Torrance County will now take payments by credit or debit card, mailed out 754 notices of liens, and the county is getting a new insurance plan, after its commission meeting last week.
Payments will now be taken by credit card through a service called Paygov.us LLC, said Treasurer Janice Barela.
Until now, the county has only taken payments for tax bills and other services by money order, check or cash.
“The county won’t pay anything,” Barela said. “It will be passed on to the people that use it as far as a convenience fee.”
Another benefit will be that two scanners will be placed in the county clerk’s office, so that a person coming in to get a public document won’t have to have the clerk stand in line at the treasurer’s office to run the transaction, Barela said.
“We have people who travel in from all over the place,” she said. “It’s not always convenient when we tell them they can only pay with a check or cash, because these days people don’t carry their checkbooks and not everybody has cash on them, not to the amount they need to pay their taxes. So they usually have to make another trip to the bank or ATM—that can be very frustrating when you’ve been standing in line and you get up there and that’s when you find out about it.”
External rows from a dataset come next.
PR #895, opened 2017-07-27
fix to_bytes parsing

rmoriz:
regex in https://github.com/chef-cookbooks/docker/blob/ebfbb1598bfc45dff8c6ec025893d22a9633cef3/libraries/helpers_container.rb#L21 is broken and only splits lower-case characters.


chasebolt:
thanks!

Barela said that as of the previous day, 670 accounts were still delinquent. “Two years ago we did set out to put tags on each one of these mobile homes in order to notify the owners that a lien had been placed,” she explained, “and we did have more success with that than from just mailing out the notices.”
This year “because of staff issues” tags were not placed on every single mobile home with a lien, Barela said.
After a question by Commissioner Julia DuCharme, Barela explained that liens are set against a property “once they are delinquent for one year.” A fee of $25 to the treasurer’s office is also levied, along with penalties and interest. To clear the lien the landowner has to pay all of that, then the lien is removed, she explained.
Barela also reported to the commission that she reorganized her office, giving raises to the workers, without adding to the budget. Three years ago, she said, a vacancy in the office was “underfilled” by the previous treasurer with an entry level position. That was done as a money-saving measure.
“All the responsibility for that position fell onto the rest of the staff with no compensation at all,” Barela said. “After I reviewed the budget with [comptroller] Tracy [Sedillo] and after talking with [deputy county manager] Annette [Ortiz] I was told that if I could make it work in my budget without having to come to the commission to ask for an increase that I could compensate them.”
The county also voted to cancel its insurance plan for employees through the state, and to enter a contract with an insurance broker and new insurance company. “We had two really good responses from United and Presbyterian,” said County Manager Joy Ansley. She said the plans were comparable but the “numbers are a little different.”
Because Presbyterian Medical Services are in the county already with facilities, the Presbyterian was recommended by the broker and accepted by the commission.
The move will mean a savings of $77,000 a year, Ansley said, which she hopes the county will use to pay a larger percentage of the cost of that insurance for employees. Currently the county pays for 70 percent. “We might be able to bump that up to 80 or even 85 percent,” she said.
“If we can help with more percentage, sometimes that’s more beneficial than an across-the-board wage increase,” said Commissioner LeRoy Candelaria. “That’s one of the highest costs as an employee is to pay our insurance. If we can help them by making this savings, I think that’s well worth it.”
The previous plan cost the county $65,450 a month; the new plan includes a monthly fee to the broker of $2,500 a month and still comes in at “about $61,000 a month,” Ansley said.